(Records excerpted from a collection)
- Opening Delimiter -
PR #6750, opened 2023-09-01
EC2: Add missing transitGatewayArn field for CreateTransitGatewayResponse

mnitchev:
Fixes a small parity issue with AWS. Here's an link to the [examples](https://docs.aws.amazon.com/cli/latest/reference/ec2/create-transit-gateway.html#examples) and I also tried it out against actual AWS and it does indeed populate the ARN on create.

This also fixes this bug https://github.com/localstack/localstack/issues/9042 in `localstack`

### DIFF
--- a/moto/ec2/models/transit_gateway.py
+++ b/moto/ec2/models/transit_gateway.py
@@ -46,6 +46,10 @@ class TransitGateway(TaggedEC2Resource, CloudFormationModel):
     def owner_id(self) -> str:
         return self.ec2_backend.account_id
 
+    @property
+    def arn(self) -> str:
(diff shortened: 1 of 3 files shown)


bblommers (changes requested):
- Closing Delimiter -
- Opening Delimiter -
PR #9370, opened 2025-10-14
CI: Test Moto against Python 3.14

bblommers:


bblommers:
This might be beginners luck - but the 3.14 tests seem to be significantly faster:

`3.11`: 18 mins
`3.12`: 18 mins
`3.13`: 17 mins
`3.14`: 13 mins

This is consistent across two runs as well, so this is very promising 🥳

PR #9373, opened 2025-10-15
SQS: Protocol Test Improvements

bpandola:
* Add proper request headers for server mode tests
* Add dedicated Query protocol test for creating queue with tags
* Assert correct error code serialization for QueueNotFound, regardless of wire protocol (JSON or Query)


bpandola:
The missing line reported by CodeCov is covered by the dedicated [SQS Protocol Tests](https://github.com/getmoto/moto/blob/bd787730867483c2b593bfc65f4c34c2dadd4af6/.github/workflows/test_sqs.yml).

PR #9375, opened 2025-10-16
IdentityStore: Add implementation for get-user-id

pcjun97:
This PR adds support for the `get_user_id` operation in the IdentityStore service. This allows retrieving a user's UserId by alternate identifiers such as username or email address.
- Closing Delimiter -
- Opening Delimiter -
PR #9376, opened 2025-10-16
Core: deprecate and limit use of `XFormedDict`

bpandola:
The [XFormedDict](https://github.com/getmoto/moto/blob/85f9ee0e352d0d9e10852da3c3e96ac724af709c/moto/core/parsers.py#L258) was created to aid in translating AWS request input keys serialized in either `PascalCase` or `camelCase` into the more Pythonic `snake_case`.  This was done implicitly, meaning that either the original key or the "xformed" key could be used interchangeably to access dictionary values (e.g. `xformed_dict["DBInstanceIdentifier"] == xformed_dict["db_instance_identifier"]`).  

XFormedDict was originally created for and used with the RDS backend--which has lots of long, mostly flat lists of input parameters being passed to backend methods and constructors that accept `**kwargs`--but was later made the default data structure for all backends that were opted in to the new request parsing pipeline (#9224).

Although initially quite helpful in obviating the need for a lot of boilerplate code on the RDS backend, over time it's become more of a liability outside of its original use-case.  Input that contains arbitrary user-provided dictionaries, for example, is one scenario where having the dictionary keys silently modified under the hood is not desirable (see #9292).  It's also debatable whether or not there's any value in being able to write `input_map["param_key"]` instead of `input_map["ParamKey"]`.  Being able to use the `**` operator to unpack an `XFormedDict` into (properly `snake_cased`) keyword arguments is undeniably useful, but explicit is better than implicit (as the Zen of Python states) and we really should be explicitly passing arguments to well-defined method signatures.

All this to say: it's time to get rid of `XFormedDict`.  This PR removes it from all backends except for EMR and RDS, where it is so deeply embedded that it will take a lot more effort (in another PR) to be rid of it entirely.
- Closing Delimiter -
The lines to extract from the data above begin with the line containing "PR #9375, opened 2025-10-16" and end with the line containing "This PR adds". Extract them exactly, including both.

**SOLUTION FOR THIS PROBLEM**.
PR #9375, opened 2025-10-16
IdentityStore: Add implementation for get-user-id

pcjun97:
This PR adds support for the `get_user_id` operation in the IdentityStore service. This allows retrieving a user's UserId by alternate identifiers such as username or email address.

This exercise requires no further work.